> [Try it]: Here are some entries. Print them exactly as they are.
┄┄┄┄┄┄┄┄┄┄
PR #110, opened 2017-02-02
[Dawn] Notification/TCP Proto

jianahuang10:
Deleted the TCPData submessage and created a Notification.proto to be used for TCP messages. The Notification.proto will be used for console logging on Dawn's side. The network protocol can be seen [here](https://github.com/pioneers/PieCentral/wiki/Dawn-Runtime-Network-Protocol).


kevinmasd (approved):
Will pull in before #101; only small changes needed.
┄┄┄┄┄┄┄┄┄┄
> [Result for this task]:
PR #110, opened 2017-02-02
[Dawn] Notification/TCP Proto

jianahuang10:
Deleted the TCPData submessage and created a Notification.proto to be used for TCP messages. The Notification.proto will be used for console logging on Dawn's side. The network protocol can be seen [here](https://github.com/pioneers/PieCentral/wiki/Dawn-Runtime-Network-Protocol).


kevinmasd (approved):
Will pull in before #101; only small changes needed.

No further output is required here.